Rosalía es la gran diva trascendente de nuestro tiempo, el signo de una época. Es una Gioconda flamenca y a la vez una cristalización de Babel al cantar en idiomas dominantes —inglés, alemán, italiano, español— y dolientes, como el árabe o el ucraniano. Una María Calas Motomami. Una sana herejía entonada a ritmo de bachata o cantada por bulerías. Un grito tornado en perfección vocal que exhala belleza radical en pos de lo sublime, algo tan extraño en estos tiempos. Un dechado de dominio iconográfico, capaz de subvertir en puro juego referentes de la pintura universal y en movimiento rastros de Goya, Velázquez o Degas coreografiados. Alguien que nos conduce a la esperanza en la creación pura por la senda del conocimiento de la tradición sacra y pagana a la vez.
Letras y mística
En la poesía merece que hagamos un punto y aparte. Se nota en ella cada vez más el trabajo y las mejores referencias, pero también un talento natural para lograr de manera calculada, medida y espontánea letras donde se adentra a la vez en la mística y la búsqueda de metáforas cuánticas, como es el caso de La yugular: “Yo quepo en un haiku y un haiku ocupa un país”. Sacude con ellas el pálpito de un tiempo por donde se cruzan ecos de sus pilares metafísicos, lorquianos o deudores de Rimbaud junto a pensadores y narradores modernísimos como Byung-Chul Hahn y Benjamín Labatut, además de sus lecturas de Simone Weil o Chris Kraus.
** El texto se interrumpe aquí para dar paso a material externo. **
PR #760, opened 2026-02-02
fix: add retry and logging for channel monitor migration

jvsena42:
This PR adds error tracking and retry logic for channel monitor retrieval during React Native to native Android migration, preventing silent channel loss.

### Description

During migration from the RN app, channel monitors are fetched from the remote backup. Previously, if any monitor retrieval failed (network timeout, decryption error, etc.), it was silently dropped via `.mapNotNull()`, potentially causing permanent channel loss without any indication to the user or in logs.

This PR:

Y desde luego, en la música, con la desprejuiciada y descarada utilización de todo tipo de referentes hacia un genuino cruce de elementos flamencos, electrónicos y sinfónicos al tiempo. Así marca la senda de la creatividad contemporánea en un todo que une su universo sonoro con los lenguajes visuales, la dramaturgia y la teatralidad de un confesionario. Allí desembocan todos a la vez en puro sentido del espectáculo y una gran capacidad a la hora de hacer crujir las emociones para conformar su propia manifestación vivísima de arte total.
Cuando el mundo está gobernado por algunos patanes a los que otros dicen amén frívolamente en su camino a la destrucción. Cuando un ogro propone aumentar el gasto militar de su imperio en un 40% en perjuicio de cualquier atisbo de protección para sus conciudadanos y sus secuaces en el Pentágono claman por la letalidad a escala planetaria. Cuando junto a él, Putin y Netanyahu ganan la partida o por las calles de España, en Semana Santa, a Cristo lo llevan en volandas los descendientes del golpista Millán Astray en legión al son de un himno delirante como El novio de la muerte, en vez de en esas procesiones y manifestaciones de fervor, muchos creemos en la vida, en la belleza, en el arte como medio para ver la luz y abatir la tiniebla amenazante. Como barricada y frontera ante el apetito de destrucción, como fin para salvarnos en mitad de esta pira satánica que amenaza con aniquilarnos sin remedio a todos, creo, sí, y mucho, en Rosalía.